Go back to overview of openVPN in Luci, select the enabled flag and click start on your new entry if it isn’t already started. Wait a few seconds an it should say yes ([pid]) under started. You may need to stop the server_turris (disable this to stop it starting on startup). If your new VPN entry won’t start then you may have something wrong with the config or your credentials for the VPN server. You can check this on the system log menu option under the status menu, scroll to the bottom and hit ctrl+r to refresh, - maybe find ‘openvpn’ if it’s lost amongst other log items but your logs shouldn’t be that complex. If that’s too messy then ssh into the router and change directory to /etc/openvpn here type openvpn name_of_your_config_file.ovpn and watch the output. - Look for errors/warnings/clues in the readout and fix the issues.
When the VPN client is started then you’ll have a tunnel to the VPN server in the config. You now have to set up the relevant routing for your network - my example simply routes all outgoing requests from the lan through the VPN. We can do all of this in Luci (again it could be done in ssh terminal in relevant config files etc but we want to make use of the UI as much as possible).
Network > Interfaces set up a new interface we can call this VPN_CLIENT set the protocol to none (unmanaged in Luci) and then select custom interface and call it something like tun0 (short for tunnel 0).
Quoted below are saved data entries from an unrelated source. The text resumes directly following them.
PR #1743, opened 2021-06-21
Fix 5n1 battery

ManuelMcLure:
Commit ef2d37cf51e3264d11cde9149ef87de2f0a4d37a reversed the battery on indicator on the Acurite 5n1/3n1. This fixes it.


zuckschwerdt:
Thanks. This affects three data_make's that sneakily had `battery_low ? "OK" : "LOW",` -- I only caught one.
Can you also change line 907 `!!battery_low, // NOTE: is this really flipped?` to `!battery_low,`

ManuelMcLure:
Done.

PR #1765, opened 2021-07-17
Add basic logger

zuckschwerdt:
Adds basic structured logging.
- allows (e.g. HTTP output) to capture log messages
- allows library use and different apps with custom log handling
- allows coloring of logs (`key: value`), highlighting of errors, ...
- `fprintf`'s are re-defined to use logging for now, until calls are converted

### DIFF
--- a/include/decoder.h
+++ b/include/decoder.h
@@ -12,5 +12,7 @@
 #include "data.h"
 #include "util.h"
 #include "decoder_util.h"
+#include "log.h"
+#define LOG_MODULE __func__
 
 #endif /* INCLUDE_DECODER_H_ */
--- a/include/log.h
+++ b/include/log.h
@@ -1,0 +1,48 @@
+/** @file
+    Basic logging, internal.
+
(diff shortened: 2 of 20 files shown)


gvanem:
This is a good idea. I've for some time liked to have a console-log like I've done in my [ADSB-decoder](https://github.com/gvanem/Dump1090):
dump1090-win

I.e. not a scrolling text-window, but *one* line per unique detected device. Not sure how to detect such uniqueness.

zuckschwerdt:
Great idea! The HTTP output app already does something like this. Using e.g. ncurses we could bring that to the console: a section with unique devices and last reading (csv table like), and another section with running log output.

The current setup is to funnel some messages to the data output, which should be replaced with structured logging for a clear distinction: device readings, log messages.

gvanem:
>  Using e.g. ncurses we could bring that to the console: 

Some more modern than that? *notcurses* look awesome:  https://youtu.be/mOmMcFXdd6k?t=115

zuckschwerdt:
Closing in favor of #2254

PR #1775, opened 2021-08-07
Add support for Markisol curtain remote

dstahlke:
Many curtains share this same protocol.  I tested with two BF-415 remotes.  The protocol seems to match the description here, tested on BF-101, BF-301, BF-305: https://github.com/akirjavainen/markisol/blob/master/Markisol.ino

### DIFF
--- a/src/devices/markisol.c
+++ b/src/devices/markisol.c
@@ -1,5 +1,5 @@
 /** @file
-    Markisol (a.k.a E-Motion, BOFU, BF-30x, BF-415) curtains remote.
+    Markisol (a.k.a E-Motion, BOFU, Rollerhouse, BF-30x, BF-415) curtains remote.
 
     Copyright (C) 2021 Dan Stahlke <dan@stahlke.org>
 
@@ -53,7 +53,8 @@ static int markisol_decode(r_device *decoder, bitbuffer_t *bitbuffer)
         if (bitbuffer->bits_per_row[i] == 41 || bitbuffer->bits_per_row[i] == 42) {
             uint8_t *b = bitbuffer->bb[i];
             for (int j = 0; j < 5; ++j) {
-                buf[j] = ~reverse8(((b[j] << 8) + b[j+1]) >> 7);
+                buf[j] = (b[j] << 1) + (b[j+1] >> 7); // shift stream to discard spurious first bit
+                buf[j] = ~reverse8(buf[j]);
                 cksum += buf[j];
             }
             got_proper_row_length = 1;
@@ -103,6 +104,7 @@ static int markisol_decode(r_device *decoder, bitbuffer_t *bitbuffer)
             "control",        "Control",        DATA_STRING, control_strs[control],
             "channel",        "Channel",        DATA_INT,    channel,
             "zone",           "Zone",           DATA_INT,    zone,
+            "mic",            "Integrity",      DATA_STRING, "CHECKSUM",
             NULL);
     /* clang-format on */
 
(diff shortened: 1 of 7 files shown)


zuckschwerdt:
Run maintainer_update.py to sort out to build files. If there is no checksum set disabled to 1.

dstahlke:
Ran maintainer_update.py and pushed result.  The device does have a one-byte checksum.  I return DECODE_FAIL_MIC if checksum doesn't match.

src/devices/markisol.c
```diff
@@ -0,0 +1,136 @@
...
+    uint8_t buf[5];
+    uint8_t cksum = 0;
+    int got_proper_row_length = 0;
+    for (int i = 0; i < bitbuffer->num_rows; i++) {
+        if (decoder->verbose > 0)
+            fprintf(stderr, "%s: bits_per_row[%d] = %d\n", __func__, i, bitbuffer->bits_per_row[i]);
+        if (bitbuffer->bits_per_row[i] == 41 || bitbuffer->bits_per_row[i] == 42) {
+            uint8_t *b = bitbuffer->bb[i];
+            for (int j = 0; j < 5; ++j) {
+                buf[j] = ~reverse8(((b[j] << 8) + b[j+1]) >> 7);
```
zuckschwerdt, line 56: This should have been `<< 1` not `<< 8`, right?

src/devices/markisol.c
```diff
@@ -0,0 +1,136 @@
...
+    };
+
+    /* clang-format off */
+    data_t *data = data_make(
+            "model",          "Model",          DATA_STRING, "Markisol",
+            "id",             "",               DATA_FORMAT, "%04X", DATA_INT, address,
+            "control",        "Control",        DATA_STRING, control_strs[control],
+            "channel",        "Channel",        DATA_INT,    channel,
+            "zone",           "Zone",           DATA_INT,    zone,
+            NULL);
```
zuckschwerdt, line 106: Add "mic" of "SUM" (see other decoders)

src/devices/markisol.c
```diff
@@ -0,0 +1,136 @@
...
+        "control",
+        "channel",
+        "zone",
+        NULL,
+};
+
+// rtl_433 -f 433900000 -X 'n=name,m=OOK_PWM,s=368,l=704,r=10000,g=10000,t=0,y=5628'
+
+r_device markisol = {
+        .name           = "Markisol", // E-Motion, BOFU, BF-30x, BF-415, etc.
```
zuckschwerdt, line 125: This can be a list of supported devices, e.g. "Markisol, E-Motion, BOFU, BF-30x, BF-415 curtain remote"

src/devices/markisol.c
dstahlke: I was joining consecutive bytes into a 16-bit value, then shifting the whole thing.  But <<1 is probably clearer.  I rewrote it and added a comment.

src/devices/markisol.c
dstahlke: Done.

src/devices/markisol.c
dstahlke: Done.  Also added "Rollerhouse".

src/devices/markisol.c
zuckschwerdt: Oh, I messed up counting the parens, you are right, either way works.

dstahlke:
Is further work needed on my end, or is it ready for merge?

zuckschwerdt:
No, it's good. We are just always busy and backlogged, sorry.

dstahlke:
Thanks!  Backlog is understandable.  I just wanted to make sure I wasn't the holdup.

PR #1783, opened 2021-08-29
fs20: Improve bitstream decoding, add some FHT support

StefanBruens:
The bitstream decoding is improved significantly:
- The encoding is corrected to OOK_PULSE_PWM
- Preamble scan is added, as sometimes a random leading bit is added, or
  the initial bit is dropped, both due to noise.
- MIC/sanity check is added, i.e. parity is checked for each individual
  data byte, and the 'sum' byte is checked for a sane value.

Also report the flags from the command byte, and the optional extension
byte.

The FHT protocol uses the same bitstream encoding as FS20, but can be
detected by a different range for the sum byte. Add decode tables for
cmd and flags.

### DIFF
--- a/src/devices/fs20.c
+++ b/src/devices/fs20.c
@@ -29,6 +29,53 @@ Command extensions are also not decoded. feel free to improve!
 
 #include "decoder.h"
 
+static int fs20_find_preamble(bitbuffer_t *bitbuffer, int bitpos)
+{
+    // Preamble is 12 x '0' | '1', but we ignore the first preamble bit
+    // Last bit ('1') is at position (pattern[1] >> 4 & 1)
+    uint8_t const preamble_pattern[2] = {0x00, 0x10};
+    uint8_t const min_packet_length = 4 * (8 + 1);
+
+    // fast scan for 8 consecutive '0' bits
+    uint8_t *bits = bitbuffer->bb[0];
+    while ((bitpos + 12 + min_packet_length < bitbuffer->bits_per_row[0])
+        && ((bits[(bitpos / 8) + 1] == 0) || (bits[(bitpos / 8)] != 0))) {
+        bitpos += 8;
+    }
+    if (bitpos) {
+        bitpos--;
+        bitpos &= ~0x3;
+    }
+
+    while ((bitpos = bitbuffer_search(bitbuffer, 0, bitpos, preamble_pattern, 12)) < bitbuffer->bits_per_row[0]) {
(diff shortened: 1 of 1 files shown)


src/devices/fs20.c
```diff
@@ -29,6 +29,53 @@ Command extensions are also not decoded. feel free to improve!
...
+    // preamble not found
+    return DECODE_FAIL_SANITY;
+}
+
+struct parity_byte {
+    uint8_t data;
+    uint8_t err;
+};
+
+struct parity_byte get_byte(uint8_t* bits, unsigned pos)
```
zuckschwerdt, line 66: this should be `static`?

zuckschwerdt:
I guess you could add
`                "mic",              "Integrity",    DATA_STRING, "PARITY",`
as there are now some (weak) checks.

Regarding `.disabled=0`, did you test on rtl_433_tests to see if there are false positives?

src/devices/fs20.c
```diff
@@ -65,35 +112,125 @@ static int fs20_decode(r_device *decoder, bitbuffer_t *bitbuffer)
...
+            continue;
+        cmd = res.data;
+
+        res = get_byte(bits, bitpos + 36);
+        if (res.err)
+            continue;
+
+        if (cmd & 0x20) {
+            ext = res.data;
+        if (bitpos + 45 + 9 > bitbuffer->bits_per_row[0])
```
zuckschwerdt, line 203: these two lines need one more indent

src/devices/fs20.c
```diff
@@ -65,35 +112,125 @@ static int fs20_decode(r_device *decoder, bitbuffer_t *bitbuffer)
...
-    if (bitbuffer->bits_per_row[0] != 58) {
-        // check extended length (never tested!)
-        if (bitbuffer->bits_per_row[0] != 67)
-            return DECODE_ABORT_LENGTH;
+    int rc = DECODE_FAIL_MIC;
+    int bitpos = 0;
+
+    while ((bitpos = fs20_find_preamble(bitbuffer, bitpos)) >= 0) {
+        if (decoder->verbose) {
+            printf("Found preamble at %d\n", bitpos);
```
zuckschwerdt, line 172: stdout is reserved for data (e.g. JSON), use fprintf(stderr, ...)

merbanan:
@zuckschwerdt  How about merging this but keeping it disabled ?

zuckschwerdt:
I guess this dropped off waiting for feedback. I'll merge and correct the issues on top.

PR #1800, opened 2021-09-10
Fix "-Wextra-semi-stmt" warning

gvanem:
Another clang-cl `-Wextra-semi-stmt` fix.


merbanan:
LGTM

gvanem:
BTW. there are many such warnings in `src/mongoose.c`.
Time to update it? And perhaps patch it to fix those warnings too?

zuckschwerdt:
Mongoose did a rewrite. We should change to the new version. But that will take some meticulous work.

PR #2772, opened 2024-01-02
Add Ecowitt air quality sensors to rtl_433_mqtt_hass.py

ChrisRomp:
Updates to `examples/rtl_433_mqtt_hass.py` adds new sensor configurations for various measurements, including PM 2.5 concentration, PM 10 concentration, CO2 concentration, protocol used, and external power status.

### DIFF
--- a/examples/rtl_433_mqtt_hass.py
+++ b/examples/rtl_433_mqtt_hass.py
@@ -750,17 +750,6 @@ mappings = {
         }
     },
 
-    "protocol": {
-        "device_type": "sensor",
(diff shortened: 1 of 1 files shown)


zuckschwerdt:
I don' think we'd want to add "protocol", otherwise looks ok.

ChrisRomp:
@zuckschwerdt Happy to remove it. I found it useful for debugging rogue entries showing up in HA and it’s disabled by default, but I can omit it if it gets the rest merged faster.

Issue #2796, opened 2024-01-19
Error in Bresser Lightning Decoder


matthias-bs:
Decoding of the `count` value is wrong in https://github.com/merbanan/rtl_433/blob/master/src/devices/bresser_lightning.c

It has been assumed that `count` is encoded as a binary counter.

I tried to find the counter's maximum value before rollover by triggering the sensor with a [variant](https://github.com/matthias-bs/BresserWeatherSensorReceiver/tree/main/extras/hw_test/lightning/lightning_tester) of Michael Gasperi's [AS3953 Lightning Generator](https://sites.google.com/view/as3935workbook/#h.5x43kh1ifn4o).

This way, I found out that `count` is actually encoded as BCD, but with the most significant digit counting up to 15 (sic!). Thus, the maximum counter value is 1599.

A bugfix will follow.

PR #2797, opened 2024-01-19
Fix bresser_lightning - Fixed decoding of 'count'

matthias-bs:
See https://github.com/merbanan/rtl_433/issues/2796


zuckschwerdt:
Thanks for the thorough investigation!

PR #2801, opened 2024-01-22
Fix example rtl_433_mqtt_hass.py rain_in sensor value template

shampeon:
This PR fixes the `rain_in` sensor in `examples/rtl_433_mqtt_hass.py` to return the measured rainfall in inches.

Previously, the sensor would return the value in mm, causing inconsistencies when setting the units using the `-C` option.


zuckschwerdt:
S.a. Discussion #2782

PR #2809, opened 2024-01-30
Added ccache speedup compilation

GermanAizek:
More information: https://ccache.dev

### DIFF
--- a/CMakeLists.txt
+++ b/CMakeLists.txt
@@ -133,6 +133,12 @@ if(NOT WIN32)
     add_definitions(-DINSTALL_SYSCONFDIR=${CMAKE_INSTALL_FULL_SYSCONFDIR})
 endif()
 
+find_program(CCACHE "ccache")
+if(CCACHE)
+    set(CMAKE_C_COMPILER_LAUNCHER ${CCACHE})
+    set(ENV{CCACHE_SLOPPINESS} pch_defines,time_macros)
+endif(CCACHE)
+
 ########################################################################
 # Use pkg-config
 ########################################################################


zuckschwerdt:
Thanks! Is Ccache something people use with small projects like rtl_433? Is it expected behaviour to automatically employ Ccache on some projects? Wouldn't a Ccache user just use `cmake -DCMAKE_C_COMPILER_LAUNCHER=ccache ...`?

GermanAizek:
> Wouldn't a Ccache user just use `cmake -DCMAKE_C_COMPILER_LAUNCHER=ccache ...`?

Do you suggest specifying -D flag every time for configuration project? Then write it in BUILDING.md documentation.

zuckschwerdt:
That's my question. I don't know anybody using Ccache. Is it more a niche or mainstream thing? Do people use it by choice (and know that with cmake the -D flag is needed)? Or are there installations/distros where Ccache is present but hidden from the user? Would they want / expect Ccache to automatically run?
(in my Distro most mentions (46+) of CCACHE in the package tree are disabling it -- it seems like a disliked/unwanted default.)

gdt:
I use ccache, to speed up repeat builds.   In general I like it.   However occasionally it causes trouble.

My view is that a package should not automatically find and use ccache.   The standard approach in ccache is to create a bin directory where gcc/g++/etc. are linked to cmake and stick it in the path.

As I understand things,  CMAKE_C_COMPILER_LAUNCHER is a generic cmake instruction, not about rtl_433.  It does not appear in rtl_433's sources.

Therefore my view is that rtl_433 should try to auto-enable this, and should not even document it, because that would lead to inlining the entire cmake manual.  If anything how to deal with cmake belongs in the ccache man page.

Issue #2816, opened 2024-02-04
Bresser Air Quality sensors, ignore first packet


Mart124:
Hello,

There's a tiny issue with the following 3 sensors :
Bresser CO2 sensor, PN 7009977
Bresser HCHO/VOC sensor, PN 7009978
Bresser PM2.5/PM10 sensor, PN 7009970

Submit. This creates the interface which we will direct the traffic.
Network > Firewall add a new Zone with name vpnclient, input reject, ouput accept, forward reject. Enable masquerading and MSS Clamping and select VPN_CLIENT as the covered networks (as an aside: this will make use of the routers DNS settings, I have these currently set to Cloud Flare 1.1.1.1 and 1.0.0.1 ). Click save.
Under the same settings page under zones edit the lan, scroll down to the Inter-Zone Forwarding section and select vpnclient under Allow forard to destination zones and make sure this is the only option set in this list. now click save and apply.
At this point you have either lost your internet connection from your lan (your router may still be connected) or you have successfully set up the VPN. Use this tool to check your browser details and your IP - the important part is ISP - it shouldn’t be your ISP. If you don’t have connection or you still have your ISP listed then check over the set up, check the logs, try again.
You might want to back up your router at this stage with Schnapps.